In der Verfilmung «The Idea of You» des gleichnamigen Bestsellers von Robinne Lee verliebt sich ein junger Popstar (Nicholas Galitzine, 30) in die Mutter eines seiner Fans – gespielt von der 42-jährigen Anne Hathaway.

Im Netflix-Film «Lonely Planet» verlässt ein 34-Jähriger (Liam Hemsworth) seine jüngere Freundin, um eine Beziehung mit einer 57-jährigen Autorin (Laura Dern) einzugehen – der Altersunterschied ist kaum ein Thema. Nicole Kidman (57) kommt in gleich zwei Produktionen zu deutlich jüngeren Männern: zuerst in der romantischen Komödie «A Family Affair» und neu im Erotikthriller «Babygirl».
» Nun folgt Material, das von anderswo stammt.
PR #157, opened 2019-02-06
Users-GetAll Pagination

danilo996:


src/main/java/eu/execom/hawaii/api/controller/UserController.java
```diff
@@ -58,16 +58,19 @@ public UserController(UserService userService, DayService dayService, TeamServic
   }
 
   @GetMapping
-  public ResponseEntity<List<UserDto>> getUsers(@RequestParam(required = false) List<UserStatusType> userStatusType) {
-    List<User> users;
+  public ResponseEntity<Page<UserDto>> getUsers(@RequestParam(required=false) int page, @RequestParam(required=false) int size,
+      @RequestParam(required=false) List<UserStatusType> userStatusType) {
```
mariobasic: Please apply formatting.

src/main/java/eu/execom/hawaii/api/controller/UserController.java
```diff
@@ -58,16 +58,19 @@ public UserController(UserService userService, DayService dayService, TeamServic
...
+    Pageable pageable = PageRequest.of(page, size);
+    Page<User> users;
     if (userStatusType != null && !userStatusType.isEmpty()) {
-      users = userService.findAllByUserStatusType(userStatusType);
+      users = userService.findAllByUserStatusTypePage(userStatusType,pageable);
```
mariobasic: If `page` and `size` are not given, does this return all users?

mariobasic: If `page` and `size` are not given does this return all users?

src/main/java/eu/execom/hawaii/api/controller/UserController.java
```diff
@@ -58,16 +58,19 @@ public UserController(UserService userService, DayService dayService, TeamServic
...
     } else {
-      users = userService.findAllUsers();
+      users = userService.findAllUsers(pageable);
```
mariobasic: If `page` and `size` are not given does this return all users?

src/main/java/eu/execom/hawaii/service/UserService.java
```diff
@@ -56,12 +56,15 @@ public UserService(UserRepository userRepository, LeaveProfileRepository leavePr
...
    * @return a list of all users, both active and non-active
    */
-  public List<User> findAllUsers() {
-    return userRepository.findAll();
+
+  public Page<User> findAllUsers(Pageable pageable) {
+    return userRepository.findAll(pageable);
   }
 
+
```
mariobasic: Please remove empty line.

src/main/java/eu/execom/hawaii/service/UserService.java
```diff
@@ -72,6 +75,7 @@ public UserService(UserRepository userRepository, LeaveProfileRepository leavePr
     return userRepository.findAllByUserStatusTypeAndTeam(UserStatusType.ACTIVE, team);
   }
 
+
```
mariobasic: Please remove empty line.

src/main/java/eu/execom/hawaii/service/UserService.java
```diff
@@ -82,6 +86,16 @@ public UserService(UserRepository userRepository, LeaveProfileRepository leavePr
...
+  /**
+   * Retrieves a list of all users from repository(Pageable)
+   * @param userStatusType what is user status (ACTIVE, INACTIVE or DELETED)
+   * @param pageable the Pageable information about size per page and number of page.
+   * @return list of all users from repository with given status (pageable).
+   */
+  public Page<User> findAllByUserStatusTypePage(List<UserStatusType> userStatusType, Pageable pageable) {
+    return userRepository.findAllByUserStatusType(userStatusType, pageable);
+  }
+
```
mariobasic: Please apply formatting.

src/main/java/eu/execom/hawaii/api/controller/UserController.java
```diff
@@ -58,16 +58,26 @@ public UserController(UserService userService, DayService dayService, TeamServic
...
-    List<User> users;
+  public ResponseEntity<Page<UserDto>> getUsers(@RequestParam(required = false) Integer page,
+      @RequestParam(required = false) Integer size,
+      @RequestParam(required = false) List<UserStatusType> userStatusType) {
+    Pageable pageable;
+    if (page != null && size != null) {
+      pageable = PageRequest.of(page, size);
+    } else {
+      pageable = PageRequest.of(0, Integer.MAX_VALUE);
+    }
```
mariobasic: Suggestion, maybe extract this to a method?

stanislavgrujic: You should use the `defaultValue = "0"` as the second parameter for `@RequestParam` annotation, instead of these ugly if/else checks.
Also, for the `size` parameter, do not use `Integer.MAX_VALUE` since it can then load all of the records in the database, which can be, potentially thousands, but rather set the default value to 20 or 30.
After you use the `defaultValues`, your code here will be:
```
Pageable pageable = PageRequest.of(page, size);
```

src/main/java/eu/execom/hawaii/api/controller/UserController.java
```diff
@@ -58,16 +58,26 @@ public UserController(UserService userService, DayService dayService, TeamServic
   }
 
   @GetMapping
-  public ResponseEntity<List<UserDto>> getUsers(@RequestParam(required = false) List<UserStatusType> userStatusType) {
-    List<User> users;
+  public ResponseEntity<Page<UserDto>> getUsers(@RequestParam(required = false) Integer page,
+      @RequestParam(required = false) Integer size,
+      @RequestParam(required = false) List<UserStatusType> userStatusType) {
```
stanislavgrujic: It is a good practice to first put other search parameters, and at the end of the method signature put the `page` and `size`. Please update all methods, where you have them defined, accordingly.

src/main/java/eu/execom/hawaii/api/controller/UserController.java
stanislavgrujic: Rather return only ACTIVE users, by default.

src/main/java/eu/execom/hawaii/service/UserService.java
```diff
@@ -56,10 +56,12 @@ public UserService(UserRepository userRepository, LeaveProfileRepository leavePr
   /**
    * Retrieves a list of all users from repository.
    *
+   * @param pageable the Pageable information about size per page and number of page.
    * @return a list of all users, both active and non-active
    */
-  public List<User> findAllUsers() {
-    return userRepository.findAll();
+
+  public Page<User> findAllUsers(Pageable pageable) {
```
stanislavgrujic: Please rename to `findAll(Pageable pageable)`, since it is implicitly clear that it is users which are being fetched.

src/main/java/eu/execom/hawaii/service/UserService.java
```diff
@@ -56,10 +56,12 @@ public UserService(UserRepository userRepository, LeaveProfileRepository leavePr
   /**
    * Retrieves a list of all users from repository.
    *
+   * @param pageable the Pageable information about size per page and number of page.
    * @return a list of all users, both active and non-active
    */
-  public List<User> findAllUsers() {
-    return userRepository.findAll();
+
```
stanislavgrujic: Remove this line, otherwise, you have a floating JavaDoc separated from a method.

src/main/java/eu/execom/hawaii/api/controller/UserController.java
```diff
@@ -58,16 +58,22 @@ public UserController(UserService userService, DayService dayService, TeamServic
...
-  public ResponseEntity<List<UserDto>> getUsers(@RequestParam(required = false) List<UserStatusType> userStatusType) {
-    List<User> users;
+  public ResponseEntity<Page<UserDto>> getUsers(@RequestParam(required = false, defaultValue="ACTIVE") List<UserStatusType> userStatusType,
+      @RequestParam(required = false, defaultValue = "0") Integer page,
+      @RequestParam(required = false, defaultValue = "30") Integer size
+      ) {
+    Pageable pageable = PageRequest.of(page,size);
+
+    Page<User> users;
     if (userStatusType != null && !userStatusType.isEmpty()) {
```
mariobasic: Does this check make sense with recent changes? Can this` if-else` statement be removed altogether and only left with `users = userService.findAllByUserStatusTypePage(userStatusType, pageable);`? Also please apply formatting.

Mehrheit der Männer hat jüngere Partnerin
Es wirkt so, als wolle die Popkultur gerade ein Manko in der Gleichstellung wettmachen. Jemand Jüngeres zu lieben, war bislang hauptsächlich etwas für Männer. Das zeigen auch neue Zahlen des Bundesamtes für Statistik (BfS) zum Thema Altersunterschied in Heterobeziehungen: Knapp 59 Prozent der Männer haben eine feste Beziehung mit jemand Jüngerem, aber nur 13 Prozent der Frauen, international sind die Daten ähnlich.
Bei grosser Altersdifferenz sind die Unterschiede noch ausgeprägter: Fast 8 von 100 Männern haben eine Partnerin, die mindestens zehn Jahre jünger ist als sie. Bei Frauen liegt der entsprechende Anteil bei knapp einem Prozent. In homosexuellen Beziehungen sind Altersunterschiede von über zehn Jahren übrigens viel verbreiteter als in heterosexuellen – vor allem bei schwulen Paaren. BfS-Zahlen gibt es aufgrund der kleinen Fallzahlen zwar nicht, aber verschiedene internationale Beobachtungen kommen zu diesem Schluss.
Bei Heteropaaren ist es jedoch nicht nur selten, dass die Frau älter ist und der Mann jünger, es ist für viele auch irritierend: Bereits ab drei, vier Jahren Unterschied wird es zum Diskussionsthema. Sind es mehr, müssen sich die Paare erst recht erklären.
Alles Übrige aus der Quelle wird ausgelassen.